Tuesday, 11 January 2011


It was more or less confirmed on Saturday that a secret grand jury has been assembled in America to consider espionage charges against Wikileaks co-founder Julian Assange. Last month a subpoena was issued to Twitter by a court in the state of Virginia, under section 2703(d) of the Patriot Act, demanding the website hand over account details of individuals associated with the organisation. The court, it appears, is attempting to establish evidence that Assange colluded with the young man allegedly responsible for leaking thousands of classified U.S. government files, Bradley Manning.

The U.S. could not successfully prosecute Assange merely as the publisher of the documents (though some members of congress want to amend legislation so they can do so in the future). But if they can prove Assange – or others involved with Wikileaks – conspired with Manning to obtain and release them, then lawyers believe the prosecution could have a case.

The most striking thing about the U.S. attempt to prosecute Assange is the intense fervor with which the Obama administration is scheming to bring him down. They are exerting a serious, time consuming, money draining campaign to castigate him – and some of his colleagues – by any possible means.
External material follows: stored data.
PR #1000, opened 2021-10-13
Replace text/event-stream with text/plain for logs.

### LINKED ISSUE #71: Enhance /logs call
Default to different levels based on prefix: Microsoft warning, Default informational
- Allow override (post method). This can set custom levels for each category.
- Use text/plain format instead of eventstream

jander-msft:
Overview of changes:
- Replace text/event-stream with text/plain for logs.
- Reformat log entry output to same as simple console logger.
- Update documentation.

Example output:
```
2021-10-13 18:22:57Z fail: WebApplication15.Pages.IndexModel[5][MyEventId]
      => ConnectionId:0HMCEEJBBP01Q => RequestId:0HMCEEJBBP01Q:00000002, RequestPath:/ => ConnectionId:0HMCEEJBBP01R => ActionId:6dc10cda-b2b7-4e77-afa3-a07519e30346, ActionName:/Index
      An error: Some error message!
      System.InvalidOperationException: Some exception
         at WebApplication15.Pages.IndexModel.OnGet() in C:\Users\username\source\WebApplication15\WebApplication15\Pages\Index.cshtml.cs:line 28
```

closes #71

### DIFF
--- a/src/Microsoft.Diagnostics.Monitoring.WebApi/StreamingLogger.cs
+++ b/src/Microsoft.Diagnostics.Monitoring.WebApi/StreamingLogger.cs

Only three years ago Obama was elected under the banner of ‘change’. Yet here he is, mobilising George W. Bush’s Patriot Act in an attempt to imprison a man who is merely practicing principles Obama has himself repeatedly preached.

At a speech delivered in September of last year, for instance, Obama puffed out his chest and said with great conviction:

The arc of human progress has been shaped by individuals with the freedom to assemble; by organizations outside of government that insisted upon democratic change; and by free media that held the powerful accountable.
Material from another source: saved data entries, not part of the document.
PR #1006, opened 2021-10-14
Do not write BOM for logs.

jander-msft:
Currently, each log entry within the `/logs` output has a BOM at the beginning of the entry, which is not allowed. This change removes the BOM from being emitted.

I've tested that the following routes return their respective data with BOM using curl that writes the output directly to disk and using a hex editor to check the delimiters:
- `/metrics`
- `/logs`
- `/logs` with `Accept: application/json-seq`
- `/logs` with `Accept: application/x-ndjson`

### DIFF
--- a/src/Microsoft.Diagnostics.Monitoring.WebApi/EncodingCache.cs
+++ b/src/Microsoft.Diagnostics.Monitoring.WebApi/EncodingCache.cs
@@ -8,7 +8,8 @@ namespace Microsoft.Diagnostics.Monitoring.WebApi
 {
     internal static class EncodingCache
     {
-        public static readonly Encoding UTF8NoBOM =
-            new UTF8Encoding(encoderShouldEmitUTF8Identifier: false, throwOnInvalidBytes: true);
+        // Encode UTF8 without BOM and write "?" as fallback replacement.
+        public static readonly Encoding UTF8NoBOMNoThrow =
+            new UTF8Encoding(encoderShouldEmitUTF8Identifier: false);
     }
 }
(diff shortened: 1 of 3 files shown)


src/Microsoft.Diagnostics.Monitoring.WebApi/EncodingCache.cs
```diff
@@ -0,0 +1,14 @@
+﻿// Licensed to the .NET Foundation under one or more agreements.
+// The .NET Foundation licenses this file to you under the MIT license.
+// See the LICENSE file in the project root for more information.
+
+using System.Text;
+
+namespace Microsoft.Diagnostics.Monitoring.WebApi
+{
+    internal class EncodingCache
```
wiktork, line 9: nit: static

src/Microsoft.Diagnostics.Monitoring.WebApi/EncodingCache.cs
```diff
@@ -0,0 +1,14 @@
...
+// See the LICENSE file in the project root for more information.
+
+using System.Text;
+
+namespace Microsoft.Diagnostics.Monitoring.WebApi
+{
+    internal static class EncodingCache
+    {
+        public static readonly Encoding UTF8NoBOM =
+            new UTF8Encoding(encoderShouldEmitUTF8Identifier: false, throwOnInvalidBytes: true);
```
wiktork, line 12: Do you know the practical impact of the second parameter? For example, can someone emit a log statement that contains invalid bytes and we end up crashing as a result when we attempt to encode the payload?

wiktork (approved):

[...] experience shows us that history is on the side of liberty – that the strongest foundation for human progress lies in open economies, open societies, and open governments. To put it simply: democracy, more than any other form of government, delivers for our citizens.

[...] Open society supports open government, but cannot substitute for it. There is no right more fundamental than the ability to choose your leaders and determine your destiny. Make no mistake: the ultimate success of democracy in the world won’t come because the United States dictates it; it will come because individual citizens demand a say in how they are governed.
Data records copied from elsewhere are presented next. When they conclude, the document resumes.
PR #4266, opened 2023-04-14
Add stack frame information to exceptions event source

jander-msft:
###### Summary

- Report stack frame information (list of method and IL offset pairs) from exceptions
- Cache stack frame information so that it is not repeated through the event source
- New stack frame information is reported to the event source.
- Added tests to validate caching and event source information.
- Fix call stack gathering in order to get full call stack of thrown exception.
- Fixed TargetFrameworkMonikerTrait attributes on tests to have them correctly run when filtered by TFM (e.g. PR builds only run tests for the latest TFM)

Note: The dotnet-monitor tool does nothing with the stack frame information. This is will be implemented in a follow up PR in order to keep this one simple.

### DIFF
--- a/src/Microsoft.Diagnostics.Monitoring.StartupHook/Exceptions/Identification/ExceptionIdentifierCache.cs
+++ b/src/Microsoft.Diagnostics.Monitoring.StartupHook/Exceptions/Identification/ExceptionIdentifierCache.cs
@@ -16,14 +16,14 @@ namespace Microsoft.Diagnostics.Monitoring.StartupHook.Exceptions.Identification
     /// </summary>
     internal sealed class ExceptionIdentifierCache
     {
-        private const ulong InvalidId = 0;
-
         // List of callbacks to invoke for newly provided metadata.
         private readonly IEnumerable<ExceptionIdentifierCacheCallback> _callbacks;
 
         // Mapping of ExceptionIdentifier to a unique ID; ExceptionIdentifier itself does not have a way
         // of uniquely identifying itself using a primitive type.
         private readonly ConcurrentDictionary<ExceptionIdentifier, ulong> _exceptionIds = new();
+
+        private readonly ConcurrentDictionary<MethodBase, ulong> _methodIds = new();
 
         // Mapping of Module to a unique ID; Module itself does not have a way
         // of uniquely identifying itself using a primitive type.
@@ -35,6 +35,7 @@ namespace Microsoft.Diagnostics.Monitoring.StartupHook.Exceptions.Identification
         private readonly NameCache _nameCache = new();
 
         private ulong _nextRegistrationId = 1;
+        private ulong _nextMethodId = 1;
         private ulong _nextModuleId = 1;
         private ulong _nextStackFrameId = 1;
 
@@ -85,23 +86,37 @@ namespace Microsoft.Diagnostics.Monitoring.StartupHook.Exceptions.Identification
         /// </returns>
         public ulong GetOrAdd(MethodBase method)
         {
-            // Dynamic methods do not have method handles and can be detected by checking if their declaring type is null
-            // Do not attempt to create an identifier for these and skip them.
-            // CONSIDER: Can an artificial identifier be created that does not collide with the algorithm used in GetId(MethodBase)?
-            if (null == method.DeclaringType)
-            {
-                return InvalidId;
-            }
+            if (_methodIds.TryGetValue(method, out ulong methodId))
+                return methodId;
 
-            ulong methodId = GetId(method);
-            if (!_nameCache.FunctionData.ContainsKey(methodId))
+            methodId = Interlocked.Increment(ref _nextMethodId);
+
+            ulong actualMethodId = _methodIds.GetOrAdd(method, methodId);
+
+            if (methodId == actualMethodId)
             {
+                // Dynamic methods do not have metadata tokens
+                uint metadataToken = 0;
+                try
+                {
+                    metadataToken = Convert.ToUInt32(method.MetadataToken);
+                }
+                catch (Exception) { }
+
+                // RTDynamicMethod does not implement GetGenericArguments.
+                Type[] genericArguments = Array.Empty<Type>();
+                try
+                {
+                    genericArguments = method.GetGenericArguments();
+                }
+                catch (Exception) { }
+
                 FunctionData data = new(
                     method.Name,
                     AddOrDefault(method.DeclaringType),
-                    Convert.ToUInt32(method.MetadataToken),
+                    metadataToken,
                     GetOrAdd(method.Module),
-                    GetOrAdd(method.GetGenericArguments())
+                    GetOrAdd(genericArguments)
                     );
 
                 if (_nameCache.FunctionData.TryAdd(methodId, data))
@@ -276,11 +291,6 @@ namespace Microsoft.Diagnostics.Monitoring.StartupHook.Exceptions.Identification
                 return default;
 
             return GetOrAdd(type);
-        }
-
-        private static ulong GetId(MethodBase method)
-        {
-            return Convert.ToUInt64(method.MethodHandle.Value.ToInt64());
         }
 
         private ulong GetId(Module module)
--- a/src/Microsoft.Diagnostics.Monitoring.StartupHook/Exceptions/Identification/ExceptionIdentifierCache.cs
+++ b/src/Microsoft.Diagnostics.Monitoring.StartupHook/Exceptions/Identification/ExceptionIdentifierCache.cs
@@ -4,6 +4,7 @@
 using System;
 using System.Collections.Concurrent;
 using System.Collections.Generic;
+using System.Diagnostics;
 using System.Reflection;
 using System.Threading;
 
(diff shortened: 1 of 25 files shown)


src/Microsoft.Diagnostics.Monitoring.StartupHook/Exceptions/Identification/ExceptionIdentifierCache.cs
```diff
@@ -121,6 +125,57 @@ public ulong GetOrAdd(Module module)
             return moduleId;
         }
 
+        /// <summary>
+        /// Gets the identifier of the <see cref="StackFrame"/> instance and
+        /// caches its data if it has not be encountered yet.
```
kkeirstead, line 130:
```suggestion
        /// caches its data if it has not been encountered yet.
```

src/Tests/Microsoft.Diagnostics.Monitoring.StartupHook.UnitTests/Exceptions/Eventing/ExceptionsEventSourceTests.cs
```diff
@@ -99,11 +107,28 @@ public void ExceptionsEventSource_WriteException_NotEnabled()
...
 
-            source.ExceptionInstance(9, OperationCancelledExceptionMessage);
+            source.ExceptionInstance(9, OperationCancelledExceptionMessage, Array.Empty<ulong>());
 
             Assert.Empty(listener.Exceptions);
         }
 
+        [Theory]
+        [InlineData(0, 0, 0)]
+        [InlineData(1, 42, 7)]
```
kkeirstead, line 117: Any significance to these values?

jander-msft: No, they are arbitrary. Want to test with _something_ but not random numbers.

src/Microsoft.Diagnostics.Monitoring.StartupHook/Exceptions/Pipeline/Steps/ExceptionEventsPipelineStep.cs
```diff
@@ -40,12 +41,64 @@ public void Invoke(Exception exception)
...
+                _eventSource.ExceptionInstance(
+                    identifier,
+                    exception.Message,
+                    frameIds);
             }
 
             _next(exception);
         }
+
+        private static ReadOnlySpan<StackFrame> ComputeEffectiveCallStack(Exception exception)
```
jander-msft, line 59: Let's validate this works for reverse p/invoke scenarios.

jander-msft, line 59: Let's check what happens for first chance exceptions that will be fatal.

jander-msft: When throwing an exception from a reverse p/invoke (native code calling managed code), the call stack only contains the managed frames; so it works, but there's no indication that manged-to-native or native-to-managed transitions have occurred. We might be able to inspect each method and see if there are a pair of matching extern methods:
reverse
Because the managed callstack is intact, I'll save transition indication for a separate work item.

jander-msft: We are able to observe unhandled exceptions from the UnhandledException event in the app domain. However, the call stack computation here doesn't work for an exception that was already thrown from within the context of an async method execution. The call stack is preserved on the exception and doesn't match the current thread's call stack because of the async state machine behavior.

This isn't really an issue because we ignore rethrown exceptions.

src/Microsoft.Diagnostics.Monitoring.StartupHook/Exceptions/Identification/ExceptionIdentifierCache.cs
```diff
@@ -79,6 +85,14 @@ public ulong GetOrAdd(ExceptionIdentifier exceptionId)
         /// </returns>
         public ulong GetOrAdd(MethodBase method)
         {
+            // Dynamic methods do not have method handles and can be detected by checking if their declaring type is null
+            // Do not attempt to create an identifier for these and skip them.
+            // CONSIDER: Can an artificial identifier be created that does not collide with the algorithm used in GetId(MethodBase)?
+            if (null == method.DeclaringType)
```
wiktork, line 91: Are there situations where declaring type is null but method id is not null? In the profiler this is possible (I.e. FunctionId is not null, but the method is not associated with a type)

wiktork: Another interesting scenario is arrays. I.e. throw an exception from one of the methods on array instance. Does declaring type resolve to Array or somethign else.

src/Microsoft.Diagnostics.Monitoring.StartupHook/Exceptions/Identification/ExceptionIdentifierCache.cs
```diff
@@ -121,6 +135,57 @@ public ulong GetOrAdd(Module module)
...
+                frame.GetILOffset());
+
+            if (_stackFrameIds.TryGetValue(identifier, out ulong frameId))
+                return frameId;
+
+            frameId = Interlocked.Increment(ref _nextStackFrameId);
+
+            ulong actualFrameId = _stackFrameIds.GetOrAdd(identifier, frameId);
+
+            if (actualFrameId == frameId)
```
wiktork, line 158: Can you add some comments around this scenario? I'm assuming this is to handle concurrency.

wiktork (dismissed):

src/Microsoft.Diagnostics.Monitoring.StartupHook/Exceptions/Identification/ExceptionIdentifierCache.cs
jander-msft: I reworked this part to allow handling of dynamic methods and catch exceptions appropriately for API calls that will fail for them; ideally I would be able to easily identify a dynamic method but the only way I found to do that was to check the runtime type of `method` and see if it's a RTDynamicMethod (this type is internal to System.Private.CoreLib), but I decided against doing that type of check since we don't care that it is dynamic and just want to get as best information out of it as possible. So now we only using `DeclaringType` to get the owner type of the method.

jander-msft: Arrays work fine; the `DeclaringType` is `System.Array`.

src/Microsoft.Diagnostics.Monitoring.StartupHook/Exceptions/Identification/ExceptionIdentifierCache.cs
jander-msft: I ended up refactoring all of the usages of this pattern into one method that gets called by each concept. The comments have been added to that method to explain in great detail how it's handling concurrent inserts into the dictionary.

src/Microsoft.Diagnostics.Monitoring.StartupHook/Exceptions/Identification/ExceptionIdentifierCache.cs
```diff
@@ -121,6 +135,57 @@ public ulong GetOrAdd(Module module)
...
+        public ulong GetOrAdd(StackFrame frame)
+        {
+            StackFrameIdentifier identifier = new(
+                AddOrDefault(frame.GetMethod()),
+                frame.GetILOffset());
+
+            if (_stackFrameIds.TryGetValue(identifier, out ulong frameId))
+                return frameId;
+
+            frameId = Interlocked.Increment(ref _nextStackFrameId);
```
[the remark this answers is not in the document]
jander-msft: I'm going to keep this as `ulong` in this change since it's what we use everywhere at this time. I can do a separate PR to reduce the field sizes so as to not complicate this PR further.

jander-msft:
I've added additional test stubs for reverse p/invokes, dynamic methods, and array methods. These will be better filled out in the next PR where I plumb through the call stack information on the dotnet-monitor side.

src/Microsoft.Diagnostics.Monitoring.StartupHook/Exceptions/Identification/ExceptionIdentifierCache.cs
```diff
@@ -79,22 +79,38 @@ public ulong GetOrAdd(ExceptionIdentifier exceptionId)
...
-                    Convert.ToUInt32(method.MetadataToken),
-                    GetOrAdd(method.Module),
-                    GetOrAdd(method.GetGenericArguments())
-                    );
-
-                if (_nameCache.FunctionData.TryAdd(methodId, data))
-                {
-                    InvokeFunctionDataCallbacks(methodId, data);
-                }
+                metadataToken = Convert.ToUInt32(method.MetadataToken);
```
wiktork, line 89: nit: Consider a more specialized exception catch

wiktork (approved):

The speech was a good one, full of fist-pumping, high-minded talk about the ‘free internet’, ‘open government’, 'liberty' and ‘democracy’. As it reached its conclusion, Obama gained a rapturous applause. Yet again he had illustrated his wonderful and emotive oratory skills.

But when the emotion of the moment subsided, when calm resumed, his words remained mere words. The uncomfortable truth is that three years since his election as the saviour of America, in many ways Obama has only talked the talk – he has not walked the walk.

If the president claims to be a true advocate of open government, liberty and democracy, then serious questions must be asked of his integrity. 23-year-old Bradley Manning has been in solitary confinement in a Virginia prison for five months without so much as a preliminary hearing, a secret grand jury appears to be meticulously gathering evidence in an attempt to prosecute Julian Assange . . . while it has now come to the stage that American journalists are hesitant to support Wikileaks for fear of a government reprimand. All of this has taken place on Obama’s watch. Certainly a strange picture of ‘liberty’.

With his Wikileaks response, Obama has proven himself – although not as the redeemer of the American Dream, or as a great proponent of ‘change’. Instead he has proven that power has eroded his values, and that he has allowed himself to become a victim of an American political system that appears to be both diseased and contagious. As Commander and Chief it may be unrealistic to expect Obama to have embraced the actions of Wikileaks with open arms; however, this does not mean the only option for him was to bring down the iron fist.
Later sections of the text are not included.